PR #1207, opened 2022-07-22
stake: ban duplicate consensus keys

### LINKED ISSUE #1062: Add a consensus key signature to validator definitions to prevent rogue key attacks

Currently, the root of the validator identity is an `IdentityKey` (a decaf377-rdsa signing key), which is used to sign a `ValidatorDefinition` containing the consensus key.  This allows validators to rotate their consensus keys. However, although the validator definition signature establishes that the consensus key is authorized by the identity key, we don't currently require any authorization from the consensus key.

This opens the door to a rogue key attack, where someone can upload a validator definition with a consensus key they don't control.  It's not totally clear why they'd do this, but they could, for instance, "piggyback" on the behavior of another validator. 

To prevent this, the `ValidatorDefinition` should have a signature made by the consensus key on the identity key, proving that the creator of the validator definition has knowledge of the consensus secret key.

This signature could be on the message
```
b"penumbra_val_auth" || identity_key
```
Signing the identity key is enough to prove knowledge of the consensus secret key, and signing only the identity key means the signature doesn't have to be changed on every config change.

The signature could be added as a `bytes identity_key_sig` to the proto, and an `ed25519_consensus::Signature` on the domain type.

Building a validator definition now requires additional steps, because it needs to create a signature.  To handle this, the `template-definition` command should be extended with an optional parameter with the path to a Tendermint `priv_validator_key.json` file.  If the path is provided, the command should read the JSON file and load the secret key.  Otherwise, it should generate an ephemeral ed25519 secret key.  Then, it should produce a signature on the identity key, and write the public key and signature into the template.

The reason to make the parameter optional is so that if the ed25519 secret is not available (e.g., it's on an HSM, or whatever), it can be edited into the template later.

hdevalence:
Closes #1062 (albeit with a different mechanism).

This prevents a chain halt that can occur if two validator definitions are
uploaded with the same consensus key -- resulting in pd sending a validator
update to Tendermint with duplicate entries, causing a halt.

This change obviates the suggestion in #1062 to add a signature by the
consensus key -- now, it's impossible to create a validator definition with an
existing key, so no signature is needed.

This commit should fix the chain halt that killed the Eurydome testnet.

### DIFF
--- a/component/src/stake/component.rs
+++ b/component/src/stake/component.rs
@@ -1041,53 +1041,44 @@ impl Component for Staking {
             let v = validator::Definition::try_from(v.clone())
                 .context("supplied proto is not a valid definition")?;
 
-            let existing_v_by_id = self.state.validator(&v.validator.identity_key).await?;
-            let existing_v_by_ck = self
+            // Check whether we are redefining an existing validator.
+            if let Some(existing_v) = self.state.validator(&v.validator.identity_key).await? {
+                // Ensure that the highest existing sequence number is less than
+                // the new sequence number.
+                let current_seq = existing_v.sequence_number;
+                if v.validator.sequence_number <= current_seq {
+                    return Err(anyhow::anyhow!(
+                        "expected sequence numbers to be increasing: current sequence number is {}",
+                        current_seq
+                    ));
+                }
+            }
+
+            // Check whether the consensus key has already been used by another validator.
+            if let Some(existing_v) = self
                 .state
                 .validator_by_consensus_key(&v.validator.consensus_key)
-                .await?;
-
-            tracing::debug!(
-                ?v,
-                ?existing_v_by_id,
-                ?existing_v_by_ck,
-                "checking validator definition"
-            );
-
-            match (existing_v_by_id, existing_v_by_ck) {
-                // This is a redefinition of an existing validator.  Ensure that
-                // the highest existing sequence number is less than the new
-                // sequence number.
-                (Some(existing_v), _) => {
-                    let current_seq = existing_v.sequence_number;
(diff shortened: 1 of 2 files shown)


hdevalence:
This doesn't actually detect duplicate consensus keys, for some reason.

To test:
```
pd testnet generate
pd start --home ... # as in devnet quickstart
tendermint start --home ... # as in devnet quickstart
pcli validator fetch-definition -f exist.json VALIDATOR_ID
pcli validator template-definition -f dup.json
vim dup.json # paste ck from exist.json
pcli validator upload-definition -f dup.json # should fail, succeeds
```

hdevalence:
After fixing a latent bug that also affected tombstoning (cf #1209), we now reject duplicate consensus keys:
```
pre-checking transaction...
broadcasting transaction...
Error: Error submitting transaction: code 1, log: consensus key Ed25519(VerificationKey("cfe8f3f3b290d4a3c4edc585d123bb4e38d67d387b97df1c2a3aa7bc28c30d2f")) is already in use by validator penumbravalid1v6musy2yt6355atdttrflrcqqduxtrh7e7pzspg72du57kj43uqqm423ty
```

plaidfinch:
This looks good! I also notice that it seems like if you rotate your consensus key, this will ban anyone (including you) from using that consensus key ever again. This seems good, I think?

hdevalence:
It bans anyone else from using that key, but it's still possible for you to use it in a subsequent update — and actually, the current code is incorrect, because the check is only applied to new validators, not to updates to existing ones, so I can make an update to my validator that takes over someone else's consensus key.... I'll fix that.

hdevalence:
Should be fixed now.

PR #1212, opened 2022-07-22
Output validator custody file in pcli-compatible format

plaidfinch:
This changes the output of a generated validator's identity key to be compatible with the `pcli` `"custody.json"` format, by extracting `pcli`'s `Wallet` struct into the `wallet` crate and using that to output the spend key.


hdevalence:
I don't think we should call this "wallet", since it's only used by the SoftHSM code and doesn't contain any data that people would normally call wallet data.

hdevalence (approved):

PR #1213, opened 2022-07-23
Update priv_validator_key.json path

alterkahn:
small fix to the giude docs that changing the `priv_validator_key.json` path


hdevalence:
Thanks!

TASK TO CARRY OUT:
The lines to return are those with the string "pcli" in them; copy each from the entries above.

YOUR SOLUTION:
pcli validator fetch-definition -f exist.json VALIDATOR_ID
pcli validator template-definition -f dup.json
pcli validator upload-definition -f dup.json # should fail, succeeds
Output validator custody file in pcli-compatible format
This changes the output of a generated validator's identity key to be compatible with the `pcli` `"custody.json"` format, by extracting `pcli`'s `Wallet` struct into the `wallet` crate and using that to output the spend key.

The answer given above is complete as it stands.